Unfortunately, the typical laboratory or production environment is not stable on the nanometer scale. At frequencies from 1 to 100 Hz, relative rigid body motions between the interferometer and an optic under test can easily be hundreds of nanometers if not tens of micrometers. Architectural structures vibrate and resonate as a result of the movement of people, elevators, reciprocating pumps, fluid flow, heating and air conditioning, noise, and external traffic. Further, air movement and thermal sources can trigger index-of-refraction variations.

This dynamic interferometer with a holographic optical element produces four phase-shifted interferograms imaged on a single detector.

Although commercial vibration isolation tables can provide a stable environment for many applications, they are not without pitfalls and limitations. For example, they are not amenable to testing large light-weighted or thin composite mirror structures, or meter-scale and larger optical elements with long radii of curvature. Such problems require another approach.

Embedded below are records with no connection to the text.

PR #16110, opened 2026-01-25
Remove some deprecated API members

nielsvanvelzen:
**Changes**

Remove deprecated endpoints and model properties that have been non-functional for at least 1 major release.

**Issues**

### DIFF
--- a/MediaBrowser.Model/Session/ClientCapabilities.cs
+++ b/MediaBrowser.Model/Session/ClientCapabilities.cs
@@ -3,7 +3,6 @@
 
 using System;
 using System.Collections.Generic;
-using System.ComponentModel;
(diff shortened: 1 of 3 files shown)


MediaBrowser.Model/Session/ClientCapabilities.cs
dfederm, line 1: Nit, remove `using System.ComponentModel;` from this file. You may want to audit the other files as well.

nielsvanvelzen: Good catch! I thought my IDE was configured to automatically clean those but I guess it doesn't for my clone of the jellyfin server.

The solution can be found by thinking about the amplitude-frequency vibration spectrum of the perturbing environment. Data acquisition using commercial temporal phase-shifting interferometer systems typically requires from four to 13 frames of video-rate data. This data rate necessitates that the amplitude and frequency of mechanical perturbations to the test setup be less than λ/100 at 1 Hz. Isolation tables can provide this level of performance. For cases in which vibration isolation is not practical, however, a solution is to dramatically shorten the data acquisition time. In the absence of resonances, the amplitude of the vibration spectrum monotonically decreases with increasing frequency. Decreasing the data-acquisition time can effectively freeze the fringe image during the measurement.

A number of interferometric methods have been used to achieve rapid data acquisition: high-speed static fringe, single-frame spatial carrier, and dynamic interferometry. The most basic is high-speed static interferogram capture. Despite the low spatial resolution, low accuracy, and the need for time-consuming data post-processing, this method continues to be used.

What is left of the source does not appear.